3 Exercise? Take It Easy
“There’s no point pushing your body into something it’s not ready for,” stresses personal trainer Nicola Addison. “When you’re on the road to recovery, the key is to build up slowly. Try walking for 10 minutes, three times a day, gradually working your way to 30 minutes of continuous walking.”
4 Turn Off Your Laptop
“Don’t try to work from home or even check your emails when recuperating,” stresses Dr Meg Arroll. “You’ll recover quicker if you switch off properly.” Also, as stress can hinder recovery, it’s important to give yourself a chance to really relax – and chilling out is impossible with one eye on your inbox!
“And,” adds Dr Arroll, “when you’re ready to return to work, be realistic about what you can achieve in the first few days. Working long hours or trying to catch up on lost time may tip you back into bed.”
5 Sleep Well
Your body goes into repair mode when you’re asleep so the more shut-eye you take when recovering, the better. Feel like a mid-morning snooze? Go for it! And forget about fighting that mid-afternoon energy slump when you’re recuperating. Close your eyes and drift away.
It’s also important to go to bed and get up at the same time every day. “A regular rhythm of sleep is essential for a deep, refreshing rest when your body can recharge and repair,” says medical herbalist Dr Chris Etheridge, who explains that essential oils, such as Puressentiel Rest & Relax Air Spray (75ml, £16.99), can improve the quality and duration of sleep.
Sometimes post illness your sleep can be out of sync so a natural sleep aid such as A.Vogel Dormeasan (50ml for £10.50) helps restore natural sleep. Made from freshly picked Valerian root and hop plants, it’s a gentle way to help get your sleep quality back.
6 Treat Your Tummy With TLC
The bacteria in the digestive system play an important part in restoring and maintaining good health. However, if you’ve been suffering from diarrhoea or taking medications such as antibiotics you might have upset the delicate balance of ‘good’ bacteria in your gut.

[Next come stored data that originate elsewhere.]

PR #994, opened 2023-11-05
[runtime] Enhancement: Move clock to runtime

iyzhang:
This PR moves the Timer to the SharedDemiRuntime. This ensures that all libOSes share a single clock that tracks time. Note that only the inetstack currently uses this feature as the other libOSes do not use timeouts. However, we should move things like the Catloop retry mechanism to the Timer in the future. We should also remember to advance the clock on poll for all libOSes.


anandbonde (approved):
Looks good.

PR #995, opened 2023-11-06
[runtime] Move to shared demux table

iyzhang:
This PR moves the table that tracks address to queue descriptor mappings from each libOS to the shared DemiRuntime. This ensures that addresses are not reused across libOSes and provides a centralized way to demultiplex an incoming request from the transport into the appropriate queue, regardless of whether we are getting an IP address and port or a file descriptor.


src/rust/catloop/mod.rs
```diff
@@ -249,6 +259,7 @@ impl SharedCatloopLibOS {
         match result {
             Ok(new_queue) => {
                 let new_qd: QDesc = self.runtime.alloc_queue::<SharedCatloopQueue>(new_queue);
+                // TODO: insert into socket id to queue descriptor table?
```
anandbonde, line 262: Which scenario would be prevented if this is done? Duplicate entries, like on line 201?

src/rust/catloop/mod.rs
```diff
@@ -304,6 +315,7 @@ impl SharedCatloopLibOS {
 
         // Wait for connect operation to complete.
         match queue.do_connect(remote, &yielder).await {
+            // TODO: insert into socket id to queue descriptor table?
```
anandbonde, line 318: Which scenario would be prevented if this is done? Duplicate entries, like on line 201?

anandbonde (approved):
Looks good.

src/rust/catloop/mod.rs
iyzhang: If the application tries to later bind to an ephemeral port or some other port that has already been used for accepting or connecting, we should not allow that. However, for Catloop, I don't think connections have address pairs, they just use the server-side address and port (e.g., on the client, the queue only has a remote address and on the server, the queue only has a local address), so it's unclear what the right behavior is here.

PR #996, opened 2023-11-07
[runtime] Remove file descriptor from socket id data structure

iyzhang:
I added a file descriptor to the socket id data structure for demuxing from incoming I/O but it is not platform-agnostic.


anandbonde (approved):
Looks good.

PR #998, opened 2023-11-08
[inetstack] Remove spurious wake ups

iyzhang:
Because all of the yielders in a single coroutine share a waker bit, we are prone to spurious wake ups when a coroutine becomes runnable. Specifically, we cannot distinguish between timeouts and watched values changing, causing us to send acks and retransmits far too frequently.

### DIFF
--- a/src/rust/inetstack/protocols/tcp/established/background/acknowledger.rs
+++ b/src/rust/inetstack/protocols/tcp/established/background/acknowledger.rs
@@ -17,7 +17,7 @@ use ::futures::future::{
 };
 use ::std::time::Instant;
 
-pub async fn acknowledger<const N: usize>(mut cb: SharedControlBlock<N>) -> Result<!, Fail> {
+pub async fn acknowledger<const N: usize>(mut cb: SharedControlBlock<N>, yielder: Yielder) -> Result<!, Fail> {
     loop {
         // TODO: Implement TCP delayed ACKs, subject to restrictions from RFC 1122
         // - TCP should implement a delayed ACK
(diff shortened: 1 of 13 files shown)


src/rust/inetstack/protocols/tcp/established/background/acknowledger.rs
```diff
@@ -33,16 +33,20 @@ pub async fn acknowledger<const N: usize>(mut cb: SharedControlBlock<N>) -> Resu
...
         };
         futures::pin_mut!(ack_future);
 
         futures::select_biased! {
             _ = ack_deadline_changed => continue,
             _ = ack_future => {
+                match cb.get_ack_deadline().get() {
+                    Some(timeout) if timeout > cb.get_now() => continue,
+                    None => continue,
+                    _ => {},
```
anandbonde, line 48: Is there a possible `_` condition if we have already covered `Some` and `None`?

src/rust/inetstack/protocols/tcp/established/background/retransmitter.rs
```diff
@@ -52,11 +51,17 @@ pub async fn retransmitter<const N: usize>(mut cb: SharedControlBlock<N>) -> Res
...
+        // Since these futures all share a single waker bit, they are all woken whenever one of them triggers.
         futures::select_biased! {
             _ = rtx_deadline_changed => continue,
             _ = rtx_fast_retransmit_changed => continue,
             _ = rtx_future => {
-                trace!("Retransmission Timer Expired");
+                match cb.get_retransmit_deadline() {
+                    Some(timeout) if timeout > cb.get_now() => continue,
+                    None => continue,
+                    _ => {},
```
anandbonde, line 62: Is there a possible `_` condition if we have already covered `Some` and `None`?

anandbonde (approved):
Looks good.

src/rust/inetstack/protocols/tcp/established/background/acknowledger.rs
iyzhang: Yes if timeout is less than cb.get_now(), then we actually want to send the ack.

anandbonde: Oh yes, I missed the condition. This loosk good. Thanks.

“Try incorporating probiotics into your recovery regime,” advises Rob Hobson, who recommends avoiding taking probiotics with hot drinks as this can reduce the number of bacteria that reach your digestive system. “Supplements are the most effective way to replace good bacteria. Look for supplements that offer at least 10 billion bacteria per capsule and contain well-researched strains such as bifidobacterium and lactobacillus.”
7 Practise Pro-Protein
Make sure you have plenty of protein in your daily diet when recovering from illness. “Protein helps with wound healing, the maintenance of healthy tissues in the body and the creation of antibodies that help protect the body from infection, illness and disease,” says Rob Hobson. Try to choose meals and snacks with high protein ingredients, such as eggs, milk, chicken breast, almonds, lean meat, fish, lentils and broccoli.
Spend a few minutes each day doing simple stretching exercises. “Stretching increases the mobility of muscles and joints, helping improve posture and decreasing the risk of injury,” explains personal trainer Nicola Addison.